Imagine the scenario where the service sdrplay_api_service is down (no API version difference), and therefore the API call sdrplay_api_Open() fails: in that case your code for the constructor would just return without throwing any error, and therefore the rest of the SoapySDRPlay3 module would believe that the constructor succeeded, and try to call the many other SDRplay API functions with the consequences you can imagine.

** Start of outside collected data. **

PR #1132, opened 2020-04-28
impr: log unsuccessful submitted request [FPLA-NA]

Gogetter:
### Change description ###

Log unsuccessful `submitted` request to `/callback/add-case-number`

```
[ ] Yes
[x] No
```


service/src/main/java/uk/gov/hmcts/reform/fpl/controllers/AddCaseNumberController.java
```diff
@@ -45,7 +47,11 @@ public void handleSubmittedEvent(@RequestBody CallbackRequest callbackRequest) {
         CaseData previousData = mapper.convertValue(callbackRequest.getCaseDetailsBefore().getData(), CaseData.class);
 
         if (isEmpty(previousData.getFamilyManCaseNumber())) {
-            applicationEventPublisher.publishEvent(new CaseNumberAdded(callbackRequest.getCaseDetails()));
+            try {
+                applicationEventPublisher.publishEvent(new CaseNumberAdded(callbackRequest.getCaseDetails()));
+            } catch (Exception exc) {
+                log.error("Robotics notification failed", exc);
+            }
```
tomaszpowroznik, line 54: i think this one is not really needed as it will be logged anyway. I rather though that there should be log when controller does not sent notification due to if condition

Gogetter: updated

PR #1875, opened 2020-11-12
fix: representedBy not persisting in respondent event (FPLA-2428)

lewisbirks:

[FPLA-2428](https://tools.hmcts.net/jira/browse/FPLA-2428)

### Change description ###

Update representedBy collection with data from case data before during persistence mid event.

#### Steps to reproduce
To reproduce this issue you would have to be in an environment that is not the one for this PR.
1. Create a case with at least one respondent with confidential details and be in at least the submitted state
2. Log in as admin
3. Associate respondent with representative
3.1. This association can be checked by connecting to the database and running the query
    ```
    select elem -> 'value' -> 'party' ->> 'firstName' as name,  elem -> 'value' ->> 'representedBy' as repBy
    from case_data, jsonb_array_elements(data -> 'respondents1') elem
    where reference = CCD_NUM;
    ```
    where `CCD_NUM` is the case number assigned by CCD
4. Try to go through the respondents event again. The error `No field found` should be visible when you try to submit.

```
[ ] Yes
[x] No
```


joez-f (dismissed):
LGTM

karthikkannankainos (approved):

PR #1885, opened 2020-11-13
feat: Re-list cancelled hearing (FPLA-2200)

tomaszpowroznik:


service/src/test/java/uk/gov/hmcts/reform/fpl/model/HearingBookingTest.java
```diff
@@ -146,4 +149,105 @@ void shouldReturnFalseForHearingWithoutStartDate() {
...
     }
+
+    @Nested
+    class Status {
+
+        @ParameterizedTest
+        @EnumSource(
+            value = HearingStatus.class,
+            names = {"ADJOURNED", "ADJOURNED_TO_BE_RE_LISTED", "ADJOURNED_AND_RE_LISTED"},
+            mode = EnumSource.Mode.INCLUDE)
```
lewisbirks, line 160: Don't need to specify mode here, it is the default option

service/src/test/java/uk/gov/hmcts/reform/fpl/model/HearingBookingTest.java
```diff
@@ -146,4 +149,105 @@ void shouldReturnFalseForHearingWithoutStartDate() {
...
+
+            assertThat(hearingBooking.isAdjourned()).isTrue();
+            assertThat(hearingBooking.isVacated()).isFalse();
+        }
+
+        @ParameterizedTest
+        @EnumSource(
+            value = uk.gov.hmcts.reform.fpl.enums.HearingStatus.class,
+            names = {"VACATED", "VACATED_TO_BE_RE_LISTED", "VACATED_AND_RE_LISTED"},
+            mode = EnumSource.Mode.INCLUDE)
```
lewisbirks, line 172: Don't need to specify mode here, it is the default option

service/src/test/java/uk/gov/hmcts/reform/fpl/model/HearingBookingTest.java
```diff
@@ -146,4 +149,105 @@ void shouldReturnFalseForHearingWithoutStartDate() {
...
+
+            assertThat(hearingBooking.isVacated()).isTrue();
+            assertThat(hearingBooking.isAdjourned()).isFalse();
+        }
+
+        @ParameterizedTest
+        @EnumSource(
+            value = HearingStatus.class,
+            names = {"ADJOURNED_TO_BE_RE_LISTED", "VACATED_TO_BE_RE_LISTED"},
+            mode = EnumSource.Mode.INCLUDE)
```
lewisbirks, line 184: Don't need to specify mode here, it is the default option

service/src/main/java/uk/gov/hmcts/reform/fpl/model/CaseData.java
```diff
@@ -612,6 +605,7 @@ public DynamicList buildDynamicHearingList(UUID selected) {
     private final Object hearingDateList;
     private final Object pastAndTodayHearingDateList;
     private final Object futureAndTodayHearingDateList;
+    private final Object toReListHearingDateList;
```
lewisbirks, line 608: Thoughts on creating a `ManageHearingsEventData` class like I did with the `UploadCMOEventData`?

lewisbirks: Maybe (if you think that it is a worthwhile idea) better as a future tech debt, would be quite far out of the scope of this story

e2e/tests/hmctsAdministersCaseAfterSubmission_test.js
```diff
@@ -349,6 +349,50 @@ Scenario('HMCTS admin vacates and re-lists a hearing', async ({I, caseViewPage,
   I.seeInTab(['Further evidence documents 2', 'Hearing'], 'Case management hearing, 1 January 2060');
 });
 
+Scenario('HMCTS admin re-lists previously cancelled hearing', async ({I, caseViewPage, manageHearingsEventPage}) => {
```
lewisbirks, line 352: vv minor but the hearing is not previously cancelled as you are cancelling it as part of the test

service/src/main/java/uk/gov/hmcts/reform/fpl/service/ManageHearingsService.java
```diff
@@ -250,6 +281,21 @@ public void addOrUpdate(Element<HearingBooking> hearingBooking, CaseData caseDat
         }
     }
 
+    public Object getHearingsDynamicList(CaseData caseData) {
```
lewisbirks, line 284: Might it be sensible to combine this with the `getSelectedHearingId` method, it seems that it will only be used when you want the id anyway.
Something like
```java
    public UUID getSelectedHearingId(CaseData caseData) {
        Object dynamicList;
        switch (caseData.getHearingOption()) {
            case VACATE_HEARING:
                dynamicList = caseData.getFutureAndTodayHearingDateList();
                break;
            case ADJOURN_HEARING:
                dynamicList =  caseData.getPastAndTodayHearingDateList();
                break;
            case RE_LIST_HEARING:
                dynamicList =  caseData.getToReListHearingDateList();
                break;
            case EDIT_HEARING:
                dynamicList =  caseData.getHearingDateList();
                break;
            default:
                return null;
        }
        return ElementUtils.getDynamicListSelectedValue(dynamicList, mapper);
    }
```

lewisbirks (commented):
Looked over some of it, some support stuff has come up though, will try and get around to looking at the rest later

service/src/integrationTest/java/uk/gov/hmcts/reform/fpl/controllers/ManageHearingsControllerAboutToSubmitTest.java
```diff
@@ -276,7 +312,7 @@ void shouldAdjournHearing(HearingReListOption adjournmentOption) {
         Element<HearingBooking> expectedAdjournedHearing = element(
             pastHearingToBeAdjourned.getId(),
             pastHearingToBeAdjourned.getValue().toBuilder()
-                .status(HearingStatus.ADJOURNED)
+                .status(adjournmentOption == RE_LIST_LATER ? ADJOURNED_TO_BE_RE_LISTED : ADJOURNED)
```
samuelzerozero, line 315: I'd avoid to add if statements in tests. You can pass the expected value as a test parameter

service/src/integrationTest/java/uk/gov/hmcts/reform/fpl/controllers/ManageHearingsControllerAboutToSubmitTest.java
```diff
@@ -308,7 +344,7 @@ void shouldVacateHearing(HearingReListOption adjournmentOption) {
         Element<HearingBooking> expectedVacatedHearing = element(
             futureHearingToBeAdjourned.getId(),
             futureHearingToBeAdjourned.getValue().toBuilder()
-                .status(HearingStatus.VACATED)
+                .status(adjournmentOption == RE_LIST_LATER ? VACATED_TO_BE_RE_LISTED : VACATED)
```
samuelzerozero, line 347: I'd avoid to add if statements in tests. You can pass the expected value as a test parameter

samuelzerozero (approved):

service/src/integrationTest/java/uk/gov/hmcts/reform/fpl/controllers/ManageHearingsControllerAboutToSubmitTest.java
tomaszpowroznik: agree, did it this way as test is already parametrised and I dont really like @MethodSource to provide multiple params, happy to change

samuelzerozero (approved):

For instance, take a look at this piece of code from the source file Registration.cpp (lines 45-48):

   SoapySDRPlay::sdrplay_api::get_instance();
   sdrplay_api_LockDeviceApi();
   sdrplay_api_DeviceT rspDevs[SDRPLAY_MAX_DEVICES];
   sdrplay_api_GetDevices(&rspDevs[0], &nDevs, SDRPLAY_MAX_DEVICES);

if the call to sdrplay_api_Open() were to fail for some reason, but the constructor (and therefore the get_instance() method) were to return, then the code would try to call the API functions sdrplay_api_LockDeviceApi() first and then sdrplay_api_GetDevices(), and so on, which would all fail.

Also you may want to look at this topic in the C++ FAQ about the recommended way to handle constructors that fail: https://isocpp.org/wiki/faq/exceptions#ctors-can-throw

Franco

Okay so my fix is wrong. Then some other C++ expert could propose something better.